I'm a long time if infrequent user of support forums, and one issue I have encountered with popular support forums (e.g. Ubuntu Forums) specifically is the rapid bogging down of support sections with new support requests. The necessary implication (on popular support forums) is that any given support thread has an often short residency on the first or even second page of its section, and is swiftly lost in the noise of new support requests. If one is lucky, someone will chance upon your support request during the short residency time (more likely if the question is comparatively trivial?), if not (as I so frequently am) you may get a sizeable number of views in that time but no useful responses (and as time goes on, the likelihood of ever getting a response diminishes).

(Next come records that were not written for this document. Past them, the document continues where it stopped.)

PR #2254, opened 2025-06-30
refactor: bump Rust to 1.88 and fix new Clippy warnings

mlegner:
## Description

Bump the Rust toolchain to the latest 1.88 release and fixes all new Clippy warnings with `cargo clippy --fix`. Additionally run `cargo fmt` again and fix a few too long lines manually.

## Test plan

Existing test suite.

### DIFF
--- a/crates/walrus-service/src/node/storage/blob_info.rs
+++ b/crates/walrus-service/src/node/storage/blob_info.rs
@@ -605,16 +605,22 @@ impl ValidBlobInfoV1 {
     fn to_blob_status(&self, current_epoch: Epoch) -> BlobStatus {
         // TODO: The following should be adjusted/simplified when we have proper cleanup (WAL-473).
         let deletable_counts = DeletableCounts {
-            count_deletable_total: self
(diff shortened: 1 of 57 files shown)


crates/walrus-service/src/node/storage/blob_info.rs
```diff
@@ -605,16 +605,22 @@ impl ValidBlobInfoV1 {
     fn to_blob_status(&self, current_epoch: Epoch) -> BlobStatus {
         // TODO: The following should be adjusted/simplified when we have proper cleanup (WAL-473).
         let deletable_counts = DeletableCounts {
-            count_deletable_total: self
+            count_deletable_total: if self
```
karlwuest: Nit: I think the readability would be a bit better here if we assign `count_deletable_total` and `count_deletable_certified` outside of the construction of `deletable_counts`. This is just a matter of preference, though, so feel free to ignore.

karlwuest (approved):
Thanks, lgtm!

PR #2258, opened 2025-06-30
fix: Pass ending blob checkpoint instead of event index

sadhansood:
## Description

The PR fixes the call by passing ending checkpoint instead of ending index.

## Test plan

---

## Release notes

- [ ] Storage node:
- [ ] Aggregator:
- [ ] Publisher:
- [ ] CLI:

### DIFF
--- a/crates/walrus-service/src/event/event_processor/catchup.rs
+++ b/crates/walrus-service/src/event/event_processor/catchup.rs
@@ -314,7 +314,7 @@ impl EventBlobCatchupManager {
             }
 
             tracing::info!(
-                "Processed event blob {} with {} events, last event index: {}, \
+                "processed event blob {} with {} events, last event index: {}, \
                 start checkpoint: {}, end checkpoint: {}",
                 blob_id,
                 downloaded_blob.events.len(),
--- a/crates/walrus-service/src/event/event_processor/catchup.rs
+++ b/crates/walrus-service/src/event/event_processor/catchup.rs
@@ -35,6 +35,8 @@ struct DownloadedBlob {
     epoch: Epoch,
     first_event_index: Option<IndexedStreamEvent>,
     events: Vec<IndexedStreamEvent>,
+    start_checkpoint: u64,
+    end_checkpoint: u64,
 }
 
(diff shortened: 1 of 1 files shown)


crates/walrus-service/src/event/event_processor/catchup.rs
```diff
@@ -35,6 +35,8 @@ struct DownloadedBlob {
     epoch: Epoch,
     first_event_index: Option<IndexedStreamEvent>,
     events: Vec<IndexedStreamEvent>,
+    start_checkpoint: u64,
```
halfprice, line 38: Question: do we want to include `start_checkpoint` if it is not used?

crates/walrus-service/src/event/event_processor/catchup.rs
```diff
@@ -312,14 +314,17 @@ impl EventBlobCatchupManager {
             }
 
             tracing::info!(
-                "Processed event blob {} with {} events, last event index: {}",
+                "Processed event blob {} with {} events, last event index: {}, \
```
halfprice:
```suggestion
                "processed event blob {} with {} events, last event index: {}, \
```

halfprice (approved):
Thanks for the quick fix @sadhansood !

crates/walrus-service/src/event/event_processor/catchup.rs
sadhansood: Yeah, i think this is for logging purposes, it's probably better to have it.

mlegner:
Thanks a lot for the fix, @sadhansood! Given how easy it is to confuse various types of indices, IDs, sequence numbers, etc., it might make sense to use the newtype pattern in a few places to get help from the compiler making sure we pass the correct values. WDYT?

sadhansood:
> Thanks a lot for the fix, @sadhansood! Given how easy it is to confuse various types of indices, IDs, sequence numbers, etc., it might make sense to use the newtype pattern in a few places to get help from the compiler making sure we pass the correct values. WDYT?

I agree Markus, that would definitely help here. I can take it up.

PR #2259, opened 2025-06-30
test: add test coverage for event index consistency check

halfprice:
## Description

## Test plan

---

## Release notes

- [ ] Storage node:
- [ ] Aggregator:
- [ ] Publisher:
- [ ] CLI:


crates/walrus-service/src/event/event_blob_downloader.rs
```diff
@@ -145,6 +147,10 @@ impl EventBlobDownloader {
 
             let blob_path = path.join(prev_event_blob.to_string());
             let blob = if blob_path.exists() {
+                metrics
+                    .event_catchup_manager_event_blob_fetched
```
halfprice, line 151: I feel this metrics is still good to have. So I added it back.

crates/walrus-service/src/event/event_processor/catchup.rs
```diff
@@ -493,10 +521,21 @@ impl EventBlobCatchupManager {
                     *state = Some(*expected_index + 1);
                     Some(event)
                 }
-                None => Some(event),
+                None => {
+                    // Ensure sequential event index stored in event blob.
+                    *state = Some(event.index + 1);
+                    Some(event)
+                }
```
halfprice, line 528: This change requires some attention. I tried to make the code comply with the function doc.

crates/walrus-service/src/test_utils.rs
```diff
@@ -2329,7 +2334,7 @@ pub mod test_cluster {
             Self {
                 epoch_duration: None,
                 test_nodes_config: None,
-                num_checkpoints_per_blob: Some(10),
+                num_checkpoints_per_blob: Some(100),
```
halfprice, line 2381: With smaller value, I'm not able to trigger event catching up using event blob due to that reading event blob always returns non-existence due to delayed certified event processing.

mlegner: I'm not quite sure I understand the root of the problem: Is it that the event blob is already expired? Or not certified yet?

crates/walrus-service/src/test_utils.rs
```diff
@@ -1897,6 +1932,15 @@ impl TestClusterBuilder {
         self
     }
 
+    /// Sets the event stream catchup min checkpoint lag for all storage nodes.
+    pub fn with_event_stream_catchup_min_checkpoint_lag(
+        mut self,
+        event_stream_catchup_min_checkpoint_lag: Option<u64>,
```
mlegner, line 1938: Nit: To be consistent with other functions like `with_num_checkpoints_per_blob`, this should take a `u64` instead of an `Option`.

crates/walrus-service/src/test_utils.rs
halfprice: The problem is that blob certification on chain finishes as soon as a quorum of votes received. However, that certified events also need to be processed by nodes in order for the event blob to be read. If num_checkpoints_per_blob is too low, we ran into the situation where the latest certified event blob is only within 10 events away, to short for all the storage nodes to finish processing it, and therefore almost always returns blob nonexist when being read.

crates/walrus-service/src/test_utils.rs
halfprice: Yeah, I'm aware of that. I want to put the default value in [the StorageNodeConfig creation](https://github.com/MystenLabs/walrus/blob/bb26978886d3e3829a5713e1c0072fc163fa2ef0/crates/walrus-service/src/test_utils.rs#L1078) instead of at the callsite so that we have an aggregated place to see all the default value.

`with_num_checkpoints_per_blob` is weird because the callsite is an option, and it passes in as u64, and updated to an option field. I feel it should also just take Option<> as an input.

crates/walrus-service/src/event/event_processor/catchup.rs
sadhansood: Change looks right to me, good to have this check even when starting with an empty db.

crates/walrus-service/src/test_utils.rs
sadhansood: ok this makes sense to me, with event blobs we don't fire register event until it has been certified. Which means to be able to read the event blob, we need some buffer to allow nodes to have received those events to facilitate blob read.

sadhansood (approved):
PR looks good to me, thanks @halfprice! Hopefully we can resolve comments from @mlegner before landing it.

PR #2261, opened 2025-06-30
chore: Quilt cli improvements

liquid-helium:
## Description

Addressed comments in #2197
Contributes to WAL-858

## Test plan

---

## Release notes

- [ ] Storage node:
- [ ] Aggregator:
- [ ] Publisher:
- [ ] CLI:


crates/walrus-service/src/client/cli/args.rs
```diff
@@ -1173,6 +1096,131 @@ impl FromStr for QuiltBlobInput {
...
+    )]
+    #[serde(default)]
+    identifiers: Vec<String>,
+
+    /// The tag key.
+    ///
+    /// It is required to be used with `--quilt-id` and `--value`.
+    ///
+    /// Example:
+    /// walrus read-quilt --quilt-id `<ID>` --tag `<KEY>` --value `<VALUE>`
```
mlegner: Important: The docstring isn't correct anymore. Also, I believe the example isn't needed as the format is already printed automatically (applies to other options as well).
```suggestion
    /// The tag key and value.
    ///
    /// It is required to be used with `--quilt-id`.
```

crates/walrus-service/src/client/cli/args.rs
```diff
@@ -1173,6 +1096,131 @@ impl FromStr for QuiltBlobInput {
...
+    /// It is required to be used with `--quilt-id`.
+    ///
+    /// Example:
+    /// walrus read-quilt --quilt-id `<ID>` --identifier `<IDENTIFIER>`...
+    #[arg(
+        long = "identifiers",
+        alias = "identifier",
+        conflicts_with = "tag",
+        conflicts_with = "quilt_patch_ids",
+        num_args = 0..,
```
mlegner: Nit: Can we make this `1..`?
```suggestion
        num_args = 1..,
```

crates/walrus-service/src/client/cli/args.rs
```diff
@@ -1173,6 +1096,131 @@ impl FromStr for QuiltBlobInput {
...
+
+impl QuiltPatchQuery {
+    /// Returns a QuiltPatchSelector from the command line arguments.
+    pub fn to_selector(&self) -> Result<QuiltPatchSelector> {
+        if !self.identifiers.is_empty() {
+            if !self.tag.is_empty() || !self.quilt_patch_ids.is_empty() || self.quilt_id.is_none() {
+                return Err(Self::invalid_query_error());
+            }
+            Ok(QuiltPatchSelector::ByIdentifier(QuiltPatchByIdentifier {
+                quilt_id: self.quilt_id.expect("quilt_id should be present"),
```
mlegner: Important: This is only checked when using the "normal" CLI, but not in JSON mode.

crates/walrus-service/src/client/cli/args.rs
```diff
@@ -1173,6 +1096,131 @@ impl FromStr for QuiltBlobInput {
...
+                identifiers: self.identifiers.clone(),
+            }))
+        } else if !self.tag.is_empty() {
+            if self.tag.len() != 2 {
+                return Err(anyhow!("Only one tag is supported for now."));
+            }
+            if self.quilt_id.is_none() || self.quilt_patch_ids.is_empty() {
```
mlegner: Important:
```suggestion
            if self.quilt_id.is_none() || !self.quilt_patch_ids.is_empty() {
```

crates/walrus-service/src/client/cli/args.rs
```diff
@@ -1173,6 +1096,131 @@ impl FromStr for QuiltBlobInput {
...
+        help_heading = "Arguments",
+    )]
+    #[serde(default)]
+    quilt_patch_ids: Vec<QuiltPatchId>,
+}
+
+impl QuiltPatchQuery {
+    /// Returns a QuiltPatchSelector from the command line arguments.
+    pub fn to_selector(&self) -> Result<QuiltPatchSelector> {
+        if !self.identifiers.is_empty() {
```
mlegner: Remark: I believe the whole multi-level if/else if/else statement could be made a bit easier to read by using something like `match (self.quilt_id, self.tag.len(), self.identifiers.len(), self.quilt_patch_ids.len())` where we catch all the errors in the final `_` pattern.

crates/walrus-service/src/client/cli/args.rs
```diff
@@ -1173,6 +1096,131 @@ impl FromStr for QuiltBlobInput {
...
+            Err(Self::invalid_query_error())
+        }
+    }
+
+    /// Returns an error message for an invalid query.
+    fn invalid_query_error() -> anyhow::Error {
+        anyhow!(
+            "Exactly one query type must be specified. Valid query types are:\n\
+            - --quilt-id <ID> --identifier <IDENTIFIER>...\n\
+            - --quilt-id <ID> --tag <KEY> --value <VALUE>\n\
```
mlegner: This is no longer correct:
```suggestion
            - --quilt-id <ID> --tag <KEY> <VALUE>\n\
```

crates/walrus-service/src/client/cli/args.rs
```diff
@@ -1173,6 +1096,131 @@ impl FromStr for QuiltBlobInput {
...
+            if self.quilt_id.is_none() || self.quilt_patch_ids.is_empty() {
+                return Err(Self::invalid_query_error());
+            }
+            Ok(QuiltPatchSelector::ByTag(QuiltPatchByTag {
+                quilt_id: self.quilt_id.expect("quilt_id should be present"),
+                tag: self.tag[0].clone(),
+                value: self.tag[1].clone(),
+            }))
+        } else if !self.quilt_patch_ids.is_empty() {
+            if self.quilt_id.is_none() {
```
mlegner: Important:
```suggestion
            if self.quilt_id.is_some() {
```

crates/walrus-service/src/client/cli/args.rs
```diff
@@ -1173,6 +1096,131 @@ impl FromStr for QuiltBlobInput {
...
+            Ok(QuiltPatchSelector::All(
+                self.quilt_id.expect("quilt_id should be present"),
+            ))
+        } else {
+            Err(Self::invalid_query_error())
+        }
+    }
+
+    /// Returns an error message for an invalid query.
+    fn invalid_query_error() -> anyhow::Error {
```
mlegner, line 1209: Remark: This will only ever be printed when using JSON mode, as the relevant checks are otherwise already performed by clap, resulting in more specific errors like the following:
```
error: the argument '--quilt-patch-ids [<QUILT_PATCH_IDS>...]' cannot be used with '--quilt-id <QUILT_ID>'
```

In JSON mode, the query looks a bit different, so the message may not be too useful.

crates/walrus-service/src/client/cli/args.rs
```diff
@@ -269,87 +269,10 @@ pub enum CliCommands {
     /// Read quilt patches (blobs) from Walrus.
     #[command(override_usage = "walrus read-quilt <Arguments> [OPTIONS]")]
```
mlegner: Nit: To be consistent with other clap formatting maybe something like the following:
```suggestion
    #[command(override_usage = "walrus read-quilt ARGUMENTS [OPTIONS]")]
```

crates/walrus-service/src/client/cli/args.rs
liquid-helium: ah! I noticed this this morning when I tested it manually :/ fixed!

crates/walrus-service/src/client/cli/args.rs
liquid-helium: Yes, I think we can, I thought we couldn't, also made changes for identifiers.

crates/walrus-service/src/client/cli/args.rs
liquid-helium: Suggestion applied.

crates/walrus-service/src/client/cli/args.rs
liquid-helium: Good point, I updated the error message a bit, hopefully it can provide more help in case of error.

crates/walrus-service/src/client/cli/args.rs
liquid-helium: Good idea! change applied.

crates/walrus-service/src/client/cli/args.rs
liquid-helium: Switched to the match pattern.

crates/walrus-service/src/client/cli/args.rs
```diff
@@ -1173,50 +1164,56 @@ pub struct QuiltPatchQuery {
...
-            if self.tag.len() != 2 {
-                return Err(anyhow!("Only one tag is supported for now."));
-            }
-            if self.quilt_id.is_none() || self.quilt_patch_ids.is_empty() {
-                return Err(Self::invalid_query_error());
+        match (
+            !self.identifiers.is_empty(),
+            !self.tag.is_empty(),
+            !self.quilt_patch_ids.is_empty(),
+            self.quilt_id.is_some(),
```
mlegner: Nit: If we match on `self.quilt_id`, we can match `Some(quilt_id)` instead of having to extract it with `.expect("quilt_id should be present")`.

crates/walrus-service/src/client/cli/args.rs
```diff
@@ -1173,50 +1164,56 @@ pub struct QuiltPatchQuery {
 impl QuiltPatchQuery {
     /// Returns a QuiltPatchSelector from the command line arguments.
     pub fn to_selector(&self) -> Result<QuiltPatchSelector> {
```
mlegner: Suggestion: Change this to take an owned reference, then we can avoid the clones.
```suggestion
    pub fn into_selector(self) -> Result<QuiltPatchSelector> {
```
This may require doing a clone of the whole query, but it exposes the fact that we do in fact clone everything to the caller.

crates/walrus-service/src/client/cli/runner.rs
```diff
@@ -1445,7 +1451,7 @@ impl ClientCommandRunner {
                 out_dir.join(new_filename)
             };
 
-            std::fs::write(&output_file_path, blob.data())?;
+            std::fs::write(&output_file_path, blob.take_blob())?;
```
mlegner, line 1454: Praise: I like this approach to just remove the blob data when writing it!

mlegner (approved):
> > Thanks a lot for the changes, @liquid-helium! A few more comments about some of the details.
> 
> Thank you @mlegner for the review, and I apologize for these issues. I should have been more attentive.

Thanks a lot for the changes, LGTM. And no problem, I know that our CLI can be a bit finicky.

crates/walrus-service/src/client/cli/args.rs
liquid-helium: Good idea, change applied.

crates/walrus-service/src/client/cli/args.rs
liquid-helium: Nice idea, change applied.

Of course, forum administrators will be best placed (having access to the statistics) to know precisely how much of an issue this is. However, I would guess that there are a sizeable number of abandoned and unsolved threads which have fallen victim to this. Personally, I have a week old support request that I have bumped (and I do loath bumping any thread) two times to no avail, and intent to bump it one perhaps two more times (in a week or two) but after that, I'll abandon the thread as I have so many others (not many on Ubuntu Forums granted, I'm new here).
I suggest a solution in the form of a separate sticky section of 3-5 random threads in any support section. This sticky section would be placed either below the current sticky section or at the bottom of the first page (so as not to prioritise these random threads over new threads), and would contain a random selection of support threads under the age of 30 days and marked unsolved. There could also be weighting system to slightly prioritize support threads with no/few replies over those with many replies. Also, an in-page refresh button allowing readers to generate a new set of randomized threads (negating the need to refresh the whole page) would be nice.
Another solution would be to implement a formal 'bump' option that would allow the author, or perhaps any reader, to bump a forgotten thread. This feature would negate the need to actually reply "bump" and could perhaps place restriction on how frequently, and how many times a thread can be bumped (maybe even exclude thread over a certain age, e.g. 1 year).
Anyway, these are my humble suggestions on how to improve a popular support forum. I've used many support forums in the past, and it's rare that I find a solution for a non-trivia issue. Paradoxically, I've always gotten better hit rates on comparatively unpopular support forums (longer residency time on the first page).